PR #6195, opened 2020-10-08
adding value_from docstrings to value filter docs

### LINKED ISSUE #5509: docs - value_from examples in value filter
the value_from source docs aren't making it through to the documentation page on value filter, those examples should ideally be there as its a common integration technique with external vocabularies.

anovis:
adding `value_from` docstring to the Value Filter docs which includes examples

closes #5509


kapilt (approved):
lgtm, thanks

PR #6200, opened 2020-10-09
aws - kms logs use resource manager log object

### LINKED ISSUE #6198: 'DescribeKey' object has no attribute 'log'
**Describe the bug**
Using a KMS type resource, where access to the KMS key is denied, a log call is made that seems to not be present.

**To Reproduce**
Run a policy against an AWS KMS resource where the IAM role used does not have access to the resource.

 - OS: Lambda (Linux)
 - Python Version: 3.x
 - Custodian Version: 0.9.6
 - Cloud Provider: aws
 - Policy: 
```yaml
policies: 
  - name: kms-key-rotation
    resource: kms-key
    filters:
      - type: key-rotation-status
        key: KeyRotationEnabled
        value: false
```

```
Exception running policy:kms-key-rotation account:<redacted> region:eu-west-1 error:'DescribeKey' object has no attribute 'log'
```

**Additional context**
I think the issue is perhaps calling `self.log` where `DescribeKey` or parent `DescribeSource` does not contain that method https://github.com/cloud-custodian/cloud-custodian/blob/master/c7n/resources/kms.py#L73-L75

kapilt:
closes #6198
﻿

### DIFF
--- a/c7n/resources/kms.py
+++ b/c7n/resources/kms.py
@@ -70,7 +70,7 @@ class DescribeKey(DescribeSource):
                 r.update(info)
             except ClientError as e:
                 if e.response['Error']['Code'] == 'AccessDeniedException':
-                    self.log.warning(
+                    self.manager.log.warning(
                         "Access denied when describing key:%s",
                         key_id)
                 else:


marcoceppi (approved):
:+1:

> Problem details: Wherever the word "DescribeKey" appears in a line of the data above, copy that line.

> Result of the task:
### LINKED ISSUE #6198: 'DescribeKey' object has no attribute 'log'
Exception running policy:kms-key-rotation account:<redacted> region:eu-west-1 error:'DescribeKey' object has no attribute 'log'
I think the issue is perhaps calling `self.log` where `DescribeKey` or parent `DescribeSource` does not contain that method https://github.com/cloud-custodian/cloud-custodian/blob/master/c7n/resources/kms.py#L73-L75
@@ -70,7 +70,7 @@ class DescribeKey(DescribeSource):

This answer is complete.